Task to carry out:
For the records that follow, return only the count of lines containing the string "using".

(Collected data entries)
-----

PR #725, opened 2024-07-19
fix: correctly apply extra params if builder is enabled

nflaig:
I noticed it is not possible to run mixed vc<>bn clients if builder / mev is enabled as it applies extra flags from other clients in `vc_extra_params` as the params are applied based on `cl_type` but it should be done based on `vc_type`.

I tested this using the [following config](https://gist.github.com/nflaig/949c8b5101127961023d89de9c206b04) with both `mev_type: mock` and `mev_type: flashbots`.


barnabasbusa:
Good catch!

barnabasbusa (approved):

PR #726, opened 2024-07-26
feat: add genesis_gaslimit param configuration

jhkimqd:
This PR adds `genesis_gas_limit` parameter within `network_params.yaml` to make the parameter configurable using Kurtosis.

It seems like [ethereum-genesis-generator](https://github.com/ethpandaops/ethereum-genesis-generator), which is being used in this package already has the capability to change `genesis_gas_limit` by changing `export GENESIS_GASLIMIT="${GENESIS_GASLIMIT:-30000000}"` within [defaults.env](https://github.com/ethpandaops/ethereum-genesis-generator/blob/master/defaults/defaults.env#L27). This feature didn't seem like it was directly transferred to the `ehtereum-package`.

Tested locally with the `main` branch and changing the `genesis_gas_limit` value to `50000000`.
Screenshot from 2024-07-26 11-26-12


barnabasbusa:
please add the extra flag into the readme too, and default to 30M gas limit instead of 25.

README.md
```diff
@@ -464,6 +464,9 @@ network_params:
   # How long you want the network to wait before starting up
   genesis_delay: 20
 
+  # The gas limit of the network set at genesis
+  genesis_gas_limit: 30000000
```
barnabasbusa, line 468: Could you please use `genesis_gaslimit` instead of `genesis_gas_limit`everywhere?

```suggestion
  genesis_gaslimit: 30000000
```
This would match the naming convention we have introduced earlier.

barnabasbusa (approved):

-----

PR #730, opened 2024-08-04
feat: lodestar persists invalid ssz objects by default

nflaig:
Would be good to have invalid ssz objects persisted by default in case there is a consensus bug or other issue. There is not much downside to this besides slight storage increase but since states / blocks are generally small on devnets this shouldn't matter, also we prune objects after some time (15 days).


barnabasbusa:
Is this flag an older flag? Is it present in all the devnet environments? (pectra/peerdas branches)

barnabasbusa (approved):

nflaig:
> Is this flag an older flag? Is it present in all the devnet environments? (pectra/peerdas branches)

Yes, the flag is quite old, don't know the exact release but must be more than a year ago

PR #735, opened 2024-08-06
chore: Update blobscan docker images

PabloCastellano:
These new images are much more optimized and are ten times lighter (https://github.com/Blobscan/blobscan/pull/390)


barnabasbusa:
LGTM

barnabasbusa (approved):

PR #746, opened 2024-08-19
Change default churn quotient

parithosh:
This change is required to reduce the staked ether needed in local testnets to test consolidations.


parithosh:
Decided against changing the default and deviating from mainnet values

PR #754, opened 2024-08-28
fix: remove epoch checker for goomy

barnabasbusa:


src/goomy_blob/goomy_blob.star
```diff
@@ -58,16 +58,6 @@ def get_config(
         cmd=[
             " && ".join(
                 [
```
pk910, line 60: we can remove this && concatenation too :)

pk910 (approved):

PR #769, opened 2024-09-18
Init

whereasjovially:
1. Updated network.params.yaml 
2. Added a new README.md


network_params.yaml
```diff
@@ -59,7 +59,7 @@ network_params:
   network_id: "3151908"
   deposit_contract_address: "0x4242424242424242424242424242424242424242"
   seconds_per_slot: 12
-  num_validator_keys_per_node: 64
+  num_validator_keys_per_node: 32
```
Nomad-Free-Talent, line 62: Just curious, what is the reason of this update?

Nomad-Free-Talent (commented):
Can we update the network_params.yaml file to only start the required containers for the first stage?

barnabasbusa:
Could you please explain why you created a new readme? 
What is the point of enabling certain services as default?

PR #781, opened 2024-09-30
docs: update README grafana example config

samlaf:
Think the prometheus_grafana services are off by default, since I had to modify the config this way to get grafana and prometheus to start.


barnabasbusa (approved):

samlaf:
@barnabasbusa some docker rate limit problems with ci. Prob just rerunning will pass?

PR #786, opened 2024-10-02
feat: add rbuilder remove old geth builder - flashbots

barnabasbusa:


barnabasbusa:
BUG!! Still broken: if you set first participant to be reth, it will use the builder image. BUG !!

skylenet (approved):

-----

Response below:
2